Once all of the sentences are vacated, the District Attorney’s Office will work collaboratively with the defense bar to further remedy the records of individual defendants. Current laws would permit the expungement of convictions should the District Attorney’s global resolution be successful. That work will also include reviewing current cases in which a Hinton Lab conviction serves as the predicate offence for an enhanced sentence on a subsequent state or federal indictment. Those prosecutions – and sentences – will be impacted by the District Attorney’s decision regarding the original Hinton Lab convictions.  “This is what justice requires,’’ said DA Rollins.

A similar clean sweep of drug convictions was implemented at the Amherst Lab where Farak worked starting in 2004. The combined scandals of Dookhan and Farak have resulted in tens of thousands of overturned convictions, and have cost the Commonwealth approximately $30 million to date, and thousands of hours of work by the Suffolk County District Attorney’s Office that could have been spent on unsolved homicides, interacting positively with youth in our communities, or proactively trying to disrupt violence.

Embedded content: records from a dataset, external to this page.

PR #884, opened 2022-04-28
feat: support locale definitions directly from faker.fake

ST-DDT:
**Previously**

- `fake('{{<pattern>}}')`
  - -> `fake.<pattern>()`

**Now**

- `fake('{{<pattern>}}')`
  - -> `faker.<pattern>()`
  - -> `faker.random.arrayElement(faker.definitions.<pattern>)`


src/fake.ts
```diff
@@ -88,16 +88,26 @@ export class Fake {
...
+    let currentDefinitions: unknown = this.faker.definitions;
+
+    for (const part of parts) {
+      currentModuleOrMethod = currentModuleOrMethod?.[part];
+      currentDefinitions = currentDefinitions?.[part];
     }
 
-    if (this.faker[parts[0]][parts[1]] == null) {
-      throw new FakerError(`Invalid method: ${parts[0]}.${parts[1]}`);
+    let fn: (args?: unknown) => string;
```
xDivisionByZerox, line 99: In theory, this could return anything not only strings. So typing the return type as unknown to catch unhandled cases should be more secure IMO.

```suggestion
    let fn: (args?: unknown) => unknown;
```

Shinigami92 (approved):
Looks like your enhancements doesn't break anything, so I approve

src/modules/fake/index.ts
```diff
@@ -88,16 +88,26 @@ export class Fake {
...
+      currentDefinitions = currentDefinitions?.[part];
     }
 
-    if (this.faker[parts[0]][parts[1]] == null) {
-      throw new FakerError(`Invalid method: ${parts[0]}.${parts[1]}`);
+    let fn: (args?: unknown) => unknown;
+    if (typeof currentModuleOrMethod === 'function') {
+      fn = currentModuleOrMethod as (args?: unknown) => string;
+    } else if (Array.isArray(currentDefinitions)) {
+      fn = () => this.faker.random.arrayElement(currentDefinitions as []);
```
Shinigami92, line 103:
```suggestion
      fn = () => this.faker.random.arrayElement(currentDefinitions as unknown[]);
```

src/modules/fake/index.ts
```diff
@@ -88,16 +88,26 @@ export class Fake {
...
+    } else {
+      throw new FakerError(`Invalid module method or definition: ${method}
+faker.${method} = ${typeof currentModuleOrMethod} (must be function)
+faker.definitions.${method} = ${typeof currentDefinitions} (must be an array)`);
```
Shinigami92, line 107: This may lead to potential confusion as `typeof [] === 'object'`

ST-DDT: What would you recommend then?

Shinigami92: Maybe we can just leave out the type and write human answers like
```
Invalid module method or definition: ${method}
- faker.${method} is not a function
- faker.definitions.${method} is not an array
```

Also not sure if a 3-line error is a good idea, but I may be biased about that.

I would like to hear a second voice of a member/maintainer :slightly_smiling_face:

import-brain: > Maybe we can just leave out the type and write human answers like
> 
> ```
> Invalid module method or definition: ${method}
> - faker.${method} is not a function
> - faker.definitions.${method} is not an array
> ```
> 
> Also not sure if a 3-line error is a good idea, but I may be biased about that.
> 
> I would like to hear a second voice of a member/maintainer 🙂

I would like these human answers, too. Seems a bit more readable

pkuczynski (approved):

PR #903, opened 2022-05-02
fix: replace deprecated arrayElement calls

### LINKED ISSUE #902: Deprecation message before refactoring - arrayElement()
### Describe the bug

On release 6.3.0,  it was added a warning that `faker.random.arrayElement` is deprecated - but other functions like `faker.random.alphaNumeric` are still referencing the obsolete one.

### Reproduction

just call `fake.random.alphaNumeric()`: 

```
$ node                                                                                                                                                              ─╯
Welcome to Node.js v16.14.0.
Type ".help" for more information.
> const {faker} = require('@faker-js/faker');
undefined
> faker.random.alphaNumeric()
[@faker-js/faker]: faker.random.arrayElement() is deprecated since v6.3.0 and will be removed in v7.0.0. Please use faker.helpers.arrayElement() instead.
'l'
```

### Additional Info

should be considered holding adding deprecation notices until all internal functions are refactored to remove the dependency from the deprecated method.

Shinigami92:
close #902

### DIFF
--- a/src/random.ts
+++ b/src/random.ts
@@ -360,12 +360,12 @@ export class Random {
 
     do {
       // randomly pick from the many faker methods that can generate words
-      const randomWordMethod = this.arrayElement(wordMethods);
+      const randomWordMethod = this.faker.helpers.arrayElement(wordMethods);
 
       result = randomWordMethod();
     } while (!result || bannedChars.some((char) => result.includes(char)));
 
-    return this.arrayElement(result.split(' '));
+    return this.faker.helpers.arrayElement(result.split(' '));
   }
 
   /**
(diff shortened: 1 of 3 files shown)


xDivisionByZerox (approved):

rota-rossi (approved):

Shinigami92:
@rota-rossi seems like all the other maintainers are currently unavailable.
So sorry if this will be fixed tomorrow, because could be that I'm already sleeping when they approve.
But as this is only a annoying warning message, it just can be ignored and it is not really urgent that it will be fixed immediately.
Maybe someone will also find other bugs that need a hotfix, so maybe it is good that we need to wait a bit :shrug:

ST-DDT (approved):

PR #904, opened 2022-05-02
fix(helpers): change missed references to arrayElements from random to helpers

rota-rossi:


Shinigami92:
Oh I'm sorry, I was a fraction of a second faster the you with #903 :laughing:

PR #908, opened 2022-05-02
test: ensure working examples and no console spam

ST-DDT:
May be merged after #907.
Prevents issues such as #902.

This PR adds tests ensuring, that every method
- has working examples
- and running these does not log anything, unless the method is deprecated

Can be tested by:
- removing or adding `@deprecated`
- replacing `faker.helpers.arrayElement` with `faker.random.arrayElement` (or any other deprecated method)
- removing or modifying examples


test/scripts/apidoc/examplesAndDeprecations.spec.ts
```diff
@@ -0,0 +1,110 @@
+/**
```
Shinigami92, line 1: Using a JSDoc comment here may lead to documenting the `locales` var in line 15.
Maybe you wanted to use a block comment with `/*` instead of `/**`?

But I would prefer to bring this block comment below the imports, just personal preferences :slightly_smiling_face:

test/scripts/apidoc/examplesAndDeprecations.spec.ts
```diff
@@ -0,0 +1,110 @@
...
+        (_, locale: string) => `faker.locale = '${locales[locale]}';\nfaker.`
+      );
+
+      expect(examples, `${moduleName}.${methodName} to have examples`).not.toBe(
+        ''
+      );
+
+      // Save examples to a file to run it
+      const dir = resolve(__dirname, 'temp', moduleName);
+      mkdirSync(dir, { recursive: true });
```
Shinigami92, line 89: Would we benefit in any way using the non sync functions with `await`?

test/scripts/apidoc/examplesAndDeprecations.spec.ts
```diff
@@ -0,0 +1,111 @@
+import { mkdirSync, writeFileSync } from 'fs';
+import { resolve } from 'path';
```
Shinigami92, line 2:
```suggestion
import { mkdirSync, writeFileSync } from 'node:fs';
import { resolve } from 'node:path';
```

Shinigami92 (approved):
This is really nice 👌

import-brain (approved):

PR #909, opened 2022-05-03
refactor!: reorganize src folder

Shinigami92:


ST-DDT (approved):

ST-DDT (approved):

xDivisionByZerox:
While we at it: Should we provide a directory for each module?  Like address.ts would be located under `src/modules/address/address.ts` (or index.ts). That would allow us to scope additional requirements for this module in this directory, for example, image providers in the image directory.

xDivisionByZerox:
> While we at it: Should we provide a directory for each module? Like `address.ts` would be located in `src/modules/address/address.ts` (or index.ts). That would allow us to scope additional requirements for this module in this directory, for example `image-providers` in the `modules/image` directory.

This could be a bit overkill for most modules for now but should give more reliability in the future (perhaps, IDK TBH)

ST-DDT:
I don't think we should do it for all modules, but maybe for all that would benefit from it?
AFAICT there isn't much difference between import from `address.ts` and `address/index.ts` so it should be save to update/change later on.

xDivisionByZerox:
The difference would be that we would not lose file history again if we need to reorganize since all files are already in their own module directory.

Shinigami92:
To be fair, I had the same idea as @xDivisionByZerox 🤔 
Also maybe we would e.g. split every function into it's own file but let them in their "scopes" (in a far far away future)
It's just more future proof

Shinigami92:
I'm still thinking that a folder for each module could be a good idea due to now some modules are not "sorted" by alphabet because they are folders instead of files

image

pkuczynski (dismissed):

pkuczynski:
> I'm still thinking that a folder for each module could be a good idea due to now some modules are not "sorted" by alphabet because they are folders instead of files

It makes a lot of sense for me to put each of them into folders. Its more future proof and we could use folder to split some modules into smaller chunks, like for example moving into those folders some of the module-specific utils (for example for colors) or some of the const definitions (instead of keeping them in i18n).

What I also personally like and always do is to keep tests close to the code. So instead of having `test/address.spec.ts` we could have it at `modules/address/address.spec.ts`

Shinigami92:
> What I also personally like and always do is to keep tests close to the code. So instead of having `/test/address.spec.ts` we could have it at `/src/modules/address/address.spec.ts`

I use this pattern also at my work for a NestJS application. But if we want that, let's do it in a separate PR as it is not that important as the src files itself.

xDivisionByZerox:
Do we need to change the test directory at all? Otherwise the PR title could be confusing.

pkuczynski:
> I use this pattern also at my work for a NestJS application. But if we want that, let's do it in a separate PR as it is not that important as the src files itself.

Sure! It should be done in a separate PR. I was just giving a rationale why its worth to have subfolders.

pkuczynski (dismissed):

pkuczynski (approved):

ST-DDT (dismissed):

xDivisionByZerox (changes requested):
Do we need to change the test directory at all? Otherwise, the PR title could be confusing. So either revert the test changes from the current PR or change the title, please.

ST-DDT:
Yeah, moving the tests twice is kind of redundant.

Shinigami92:
I extracted the test restructure into its own issue: #911

ST-DDT (approved):

xDivisionByZerox (approved):

PR #910, opened 2022-05-03
chore: remove obsolete definition key constants

ST-DDT:
Since #822, we no longer need the internal definitions tree, so we should remove it.


pkuczynski (approved):

Shinigami92 (approved):

Shinigami92:
While working on # 909, I run `pnpm run generate:locales` and it throwed errors at me unrelated to # 909

PR #1716, opened 2023-01-08
feat(string): nanoid

### LINKED ISSUE #1426: Add nanoid for uuid alternatives

nanoid is a great alternative for uuid, it is had less complexity and size.

it is commonly used for blog post unique urls.

### Suggested solution

Add nanoid, the logic should based on https://github.com/ai/nanoid

### Alternative

No alternative for https://github.com/ai/nanoid

### Additional context

_No response_

xDivisionByZerox:
Resolves #1426.

- #1426


test.ts
```diff
@@ -0,0 +1,5 @@
+import { faker } from './src';
+
+console.log(faker.string.nanoid());
+console.log(faker.string.nanoid(10));
+console.log(faker.string.nanoid({ min: 13, max: 37 }));
```
ST-DDT: Please remove this debug code.

src/modules/string/index.ts
```diff
@@ -532,6 +532,50 @@ export class StringModule {
...
+   *
+   * @since 8.0.0
+   */
+  nanoid(length: number | { min: number; max: number } = 21): string {
+    length = this.faker.helpers.rangeToNumber(length);
+    if (length <= 0) {
+      return '';
+    } else if (length > 36) {
+      length = 36;
+    }
```
ST-DDT: The original implementation doesn't seem to have this limit:

https://github.com/ai/nanoid/blob/6cd578dca8c5c45946eb15796de3e3c91fa187c4/non-secure/index.js#L23-L32

ST-DDT (changes requested):

test.ts
xDivisionByZerox: ofc, my bad.

src/modules/string/index.ts
xDivisionByZerox: I got that from their [official website](https://zelark.github.io/nano-id-cc/), where `36` is the maximum size of an id.

ST-DDT: > More than 1 quadrillion years needed, in order to have a 1% probability of at least one collision.

I assume that after that the math no longer works out regarding their collision detection.
(that page is specifically for collision probability calculation)

Their source code doesn't have a limit so we shouldn't have one either IMO.

xDivisionByZerox: No problem. I removed the maximum restriction.

ST-DDT (approved):

ejcheng (approved):

src/modules/string/index.ts
```diff
@@ -532,6 +532,48 @@ export class StringModule {
...
+    const generators = [
+      {
+        value: () => this.alphanumeric(1),
+        // a-z is 26 characters
+        // this times 2 for upper & lower case is 52
+        // add all numbers 0-9 (10 in total) you get 62
+        weight: 62,
+      },
+      {
+        value: () => this.faker.helpers.arrayElement(['_', '-']),
```
Shinigami92, line 564: I searched if it's allowed to start with `_|-` but I found nothing :shrug: 
So seems it's okay

Shinigami92 (approved):

PR #1717, opened 2023-01-08
feat(string): generate string from characters

ST-DDT:
Most of our string methods just bundle a set of characters together.
This PR adds a method that simplifies that by providing a specific method for exactly that but with dynamic input characters.


ST-DDT:
Might be useful for https://github.com/faker-js/faker/pull/1716 as well.

src/modules/string/index.ts
```diff
@@ -96,6 +96,44 @@ export class StringModule {
...
+  fromCharacters(
+    characters: string | string[],
+    length: number | { min: number; max: number } = 1
+  ): string {
+    length = this.faker.helpers.rangeToNumber(length);
+    if (length <= 0) {
+      return '';
+    }
+
+    if (typeof characters === 'string') {
```
xDivisionByZerox, line 125: Should we potentially check, that if `characters` is an array, that all "string" elements have `length === 1`?

ST-DDT:
Blocked by https://github.com/faker-js/faker/pull/1718

src/modules/string/index.ts
```diff
@@ -96,6 +96,48 @@ export class StringModule {
...
+   * @example
+   * faker.string.fromCharacters('abc') // 'c'
+   * faker.string.fromCharacters(['a', 'b', 'c']) // 'a'
+   * faker.string.fromCharacters('abc', 10) // 'cbbbacbacb'
+   * faker.string.fromCharacters('abc', { min: 5, max: 10 }) // 'abcaaaba'
+   *
+   * @since 8.0.0
+   */
+  fromCharacters(
+    characters: string | string[],
```
Shinigami92: Should we allow `string | readonly string[]`?
Maybe it needs to be `string | ReadonlyArray<string>` which is technically the same but the linter ...

src/modules/string/index.ts
```diff
@@ -96,6 +96,48 @@ export class StringModule {
...
+      characters = characters.split('');
+    }
+
+    if (characters.length === 0) {
+      throw new FakerError(
+        'Unable to generate string: No characters to select from.'
+      );
+    }
+
+    const { multiple, arrayElement } = this.faker.helpers;
```
Shinigami92: :eyes: 
What's this and why here but not also for `rangeToNumber` above?
But tbh, this is a new style of writing code in our code-base
I'm not against it, but we should maybe discuss if and why we prefer that (out of a sudden)

src/modules/string/index.ts
ST-DDT: No, I didn't explicitly checked that because some emojis consist of multiple characters but are displayed as single one.

Should I add a jsdoc hint, that each element in the array is treated as a single character even though their length might be != 1?

src/modules/string/index.ts
ST-DDT: Fixed

src/modules/string/index.ts
ST-DDT: Reverted

Shinigami92 (approved):

src/modules/string/index.ts
ST-DDT: I added a hint to the jsdocs.

xDivisionByZerox: > No, I didn't explicitly checked that because some emojis consist of multiple characters but are displayed as single one.

That's a good hint. I totally forgot that.

xDivisionByZerox (approved):

PR #1718, opened 2023-01-08
test: repair all functional test

ST-DDT:
Fixes various problems with the all functional tests:

- grafik
- fakerAZ.company.suffixes returns `[]` but is marked as valid
- faker.helpers.fake tests often shows up as valid even if the return "value" is not
- It is currently not possible to exclude a method from the tests for all locales
- Obsolete configuration exists and isn't marked for removal


ST-DDT:
Required for https://github.com/faker-js/faker/pull/1717

test/all_functional.spec.ts
```diff
@@ -111,14 +114,24 @@ describe('faker.helpers.fake functional tests', () => {
...
+            const testAssertion = () => {
               faker.locale = locale;
               // TODO ST-DDT 2022-03-28: Use random seed once there are no more failures
               faker.seed(1);
               const result = faker.helpers.fake(`{{${module}.${meth}}}`);
 
               expect(result).toBeTypeOf('string');
-            });
+              expect(result).not.toBe('');
+              expect(result).not.toBe('undefined');
```
xDivisionByZerox, line 148: What about `not.toBe('null')`? We have methods that return objects that could potentially resolve `null` values.

test/all_functional.spec.ts
```diff
@@ -46,7 +47,8 @@ function isWorkingLocaleForMethod(
   meth: string,
   locale: string
 ): boolean {
-  return (BROKEN_LOCALE_METHODS[mod]?.[meth] ?? []).indexOf(locale) === -1;
+  const exclude = BROKEN_LOCALE_METHODS[mod]?.[meth] ?? [];
+  return exclude !== '*' && exclude.indexOf(locale) === -1;
```
xDivisionByZerox: How does `'*'` happen? I don't see that value up in `BROKEN_LOCALE_METHODS`.

test/all_functional.spec.ts
ST-DDT: > We have methods that return objects that could potentially resolve null values.

Which one?

Should I add the check anyway?

test/all_functional.spec.ts
ST-DDT: That is in preparation for https://github.com/faker-js/faker/pull/1717

test/all_functional.spec.ts
xDivisionByZerox: The methods in the `ScienceModule` return an object. So in theory, if something goes horrible wrong, they could resolve to null. This will most likely not happen (looking at the source code), but better safe than sorry I guess.

Since your test check for 'nullish' string values I would include it, just in case.

test/all_functional.spec.ts
xDivisionByZerox: So `BROKEN_LOCALE_METHODS` will be from type `Record<string, Record<string, '*' | string[]>>`, where `'*'` acts as a wildcard for all locales. Correct?
Just just want to make sure, that I understand what you have in mind.

test/all_functional.spec.ts
ST-DDT: Fixed.

test/all_functional.spec.ts
ST-DDT: Yes, that's correct.
I added an explicit type to the data now.

xDivisionByZerox (dismissed):

test/all_functional.spec.ts
```diff
@@ -75,6 +68,35 @@ function modulesList(): { [module: string]: string[] } {
 
 const modules = modulesList();
 
+describe('BROKEN_LOCALE_METHODS test', () => {
+  it('should not contain obsolete configuration (modules)', () => {
+    const moduleNames = Object.keys(modules);
+    const configuredModules = Object.keys(BROKEN_LOCALE_METHODS ?? {});
+    const obsoleteModules = configuredModules.filter(
+      (meth) => !moduleNames.includes(meth)
```
xDivisionByZerox: Wouldn't this be `module` instead of `meth`? I have a hard time understanding what's going on with the current variable name.

ST-DDT: Nicely spotted. Copy and pasting is prone to these errors. I should pay more attention there (but it's so hard).

test/all_functional.spec.ts
```diff
@@ -72,6 +68,35 @@ function modulesList(): { [module: string]: string[] } {
...
 
+describe('BROKEN_LOCALE_METHODS test', () => {
+  it('should not contain obsolete configuration (modules)', () => {
+    const existingModules = Object.keys(modules);
+    const configuredModules = Object.keys(BROKEN_LOCALE_METHODS ?? {});
+    const obsoleteModules = configuredModules.filter(
+      (module) => !existingModules.includes(module)
+    );
+
+    expect(obsoleteModules, 'No obsolete configuration').toEqual([]);
```
xDivisionByZerox, line 78: I'm a bit confused about what you actually test here. Are you simply checking that `BROKEN_LOCALE_METHODS` has no configuration for a module that doesn't exist?
Like, this test would fail if `BROKEN_LOCALE_METHODS` had a key like `'foobar'`. I'm a bit confused why this would be required.

ST-DDT: As you can see from the configs that I removed:
The configs didnt do anything anymore so they should be removed (in the future along with their implementation).

test/all_functional.spec.ts
```diff
@@ -1,13 +1,14 @@
 import { describe, expect, it } from 'vitest';
 import { faker } from '../src';
+import type { KnownLocale } from '../src/locales';
 
 const IGNORED_MODULES = [
   'locales',
-  'locale',
-  'localeFallback',
   'definitions',
   'fake',
```
ST-DDT:
```suggestion
```

Shinigami92 (approved):

xDivisionByZerox (approved):

PR #1719, opened 2023-01-08
refactor(company): deprecate suffix methods

ST-DDT:
The company suffixes are just parts of the name but don't carry any use by themselves.

The locale data for the suffixes won't be removed in v9, the suffixes are just no longer directly accessible.


ejcheng (approved):

src/modules/company/index.ts
```diff
@@ -18,12 +19,22 @@ export class CompanyModule {
...
    * @example
    * faker.company.suffixes() // [ 'Inc', 'and Sons', 'LLC', 'Group' ]
    *
    * @since 2.0.1
+   *
+   * @deprecated Use `faker.company.name` instead.
    */
   suffixes(): string[] {
+    deprecated({
+      deprecated: 'faker.company.suffixes',
```
xDivisionByZerox, line 33: Did we drop the `()` after method names in deprecation messages? Since you wrote them in the `@see` tag I suppose you intentionally didn't wrote them?

ST-DDT: Half the methods have `()`, the others don't.

xDivisionByZerox: The example in our [CONTRIBUTING](https://github.com/faker-js/faker/blob/next/CONTRIBUTING.md#deprecation-workflow) shows both (with and without parenthesis). We should stick with one for consistency reasons.
I'll add that as an bullet point to the meeting notes and resolve this here.

xDivisionByZerox (approved):

Shinigami92 (approved):

Issue #1441, opened 2022-10-13
Add global locale


Shinigami92:
We want to move global locale data out of locale definitions to their related modules.
These data are the same for every language and therefore doesn't need to exist in locale `en` or be override-able by any other locale.

Example: mime-types, emojis, ...

ST-DDT:
I think we should rather introduce a `global` locale.
Like any of our other data there is no reason why we shouldn't make them replaceable.

Shinigami92:
As it doesn't make a difference if we put them in global locale or in the source directly, I'm fine with that, esm/cjs would duplicate them any way
We can only get rid of this duplication in the long run by getting rid of cjs in total :shrug: 

So yes, lets do it that way :+1:

PR #1720, opened 2023-01-08
refactor(location)!: countryCode use ISO-3166-1

xDivisionByZerox:
Scope country code in the location module while satisfying [ISO-3166](https://en.wikipedia.org/wiki/ISO_3166-1).


src/definitions/location.ts
```diff
@@ -111,16 +111,6 @@ export type LocationDefinitions = LocaleEntry<{
...
-  /**
-   * The ISO-3166-1 ALPHA-2 country codes related to this locale.
-   */
-  country_code: string[];
-
-  /**
-   * The ISO-3166-1 ALPHA-3 country codes related to this locale.
-   */
-  country_code_alpha_3: string[];
-
```
ST-DDT, line 123: I'm not sure whether I would want all country codes or only a specific subset related to my country set.
(de => DE, CH, AT)

We might want to have to full list in our global locale and specific lists per other locale.

location. timezone also "only" contains timezones explicitly for that location.

src/modules/location/country-codes.ts
```diff
@@ -0,0 +1,256 @@
+// [ISO_3166-1](https://en.wikipedia.org/wiki/ISO_3166-1)
+export const countryCodes: {
+  alpha2: string;
+  alpha3: string;
+  numeric: string;
```
Shinigami92: You added this `numeric` but it is not really accessible, is it?
Also I never saw it or needed the use for such a `numeric` code. So should we just remove it from the data set?

xDivisionByZerox: This is only in there since as kind of a "proposal". It was super easy coping this from the [original source table](https://en.wikipedia.org/wiki/ISO_3166-1#Officially_assigned_code_elements). If we wish to not ship them, its fine to me - I can remove them if you say so.

Shinigami92: I would say "do not ship them until someone ask for now"
But lets await @ST-DDT response

ST-DDT: I haven't used them yet either. So lets omit them for now.

xDivisionByZerox: I've removed the `numeric` property

Shinigami92 (dismissed):

src/definitions/location.ts
ST-DDT: I would prefer if we keep that (all) data localized.

Shinigami92: Please provide a why

One point for why it is nice to have this not localized is: it can be used for whatever locale you are using, it's always the same content and can even be used if we someday us a LocalizedFaker because then it would be in the BaseFaker

ST-DDT: The reason why I want it localized it that you can replace it with the data you actually care about.

> it's always the same content

No it#s not. If you only need European countries, then you don't need American ones and can limit the results just like any other of our methods.

ST-DDT: (that's what the global locale is for)

Shinigami92: So you want to introduce the global locale first in another PR before merging this one?
I think it would be helpful to open an issue for the global locale so we can keep track of its state.

ST-DDT: No, there is no need to wait for the global locale, for now simply replace/use the en like it was before.

https://github.com/faker-js/faker/issues/1441

ST-DDT:
**Team decision**

We will keep the locale data as localized data, to allow custom overwrites, but we will switch to [{alpha2, alpha3}] locale data and use the ISO data.

Shinigami92 (approved):

src/locales/de_CH/location/country_code.ts
```diff
@@ -1 +1,10 @@
-export default ['CH', 'DE', 'AT', 'US', 'LI', 'HK', 'VN'];
+// [ISO_3166-1](https://en.wikipedia.org/wiki/ISO_3166-1)
+export default [
+  { alpha2: 'CH', alpha3: 'CHE' },
```
matthewmayer, line 3: Why Hong Kong, us, Vietnam?

ST-DDT: This should be addressed in a different PR.
But this needs fixing: https://github.com/faker-js/faker/issues/1861

ST-DDT (approved):

ejcheng (approved):

PR #1737, opened 2023-01-15
build: escape locale import names if they match the module name

matthewpetro:
This PR is a result of a discussion located [here](https://github.com/faker-js/faker/pull/1699#discussion_r1068352915) on PR #1699 regarding locale definition imports in locale index files. Prior to this update, locale definition files could not have the same name as their module (e.g.: `src/locales/en/airline/airline.ts` could not be used) because the index.ts files that were generated for the locale would have a name conflict. This PR updates the `generateLocales.ts` script to append an underscore to the imported name of the locale definition and avoid the name conflict.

The proposed relief in the Hinton Lab Initiative is only for controlled substances convictions and will not extend to other charges prosecuted in the same cases, such as gun possession. Hinton Lab personnel were only involved in testing and reviewing controlled substances, and in no way touched the other convictions. Individuals who believe they are entitled to relief under the Suffolk Hinton Lab Initiative should visit www.suffolkdistrictattorney.com for more information.

Collateral consequences of a criminal conviction can have life-long impacts on an individual’s capacity to gain employment, attend college, secure housing, and use government benefits, as well as many other opportunities. DA Rollins’ Office is the first in the state to take such broad affirmative action on all Hinton cases.

“This shameful chapter of our history will take dedication and perseverance to undo,’’ said DA Rollins, who thanked the criminal defense bar in general and Attorney Luke Ryan, in particular for their determination, dedication, and relentless pursuit in bringing all of the corruption at the lab to light.

This is the most recent action that DA Rollins’ Office has taken to cure the ills of the Hinton Lab. Last year, David Lewis of DA Rollins’ Integrity Review Bureau asked a Single Justice of the Supreme Judicial Court to vacate all 117 so-called List Three convictions in Suffolk County. The List Three cases were those that District Attorneys did not move to vacate following the SJC’s Bridgeman ruling and that matter is still pending before the SJC Single Justice. And last May, General Counsel Donna Patalano asked the state SJC to vacate guilty pleas of 64 people who pleaded guilty to 91 drug charges before the state’s scandal-tainted lab in Jamaica Plain (yes, Hinton) was able to test the substances — tests which later showed the substances were not illegal drugs. Those cases are now in the trial court.

Patalano filed today’s motion on behalf of DA Rollins.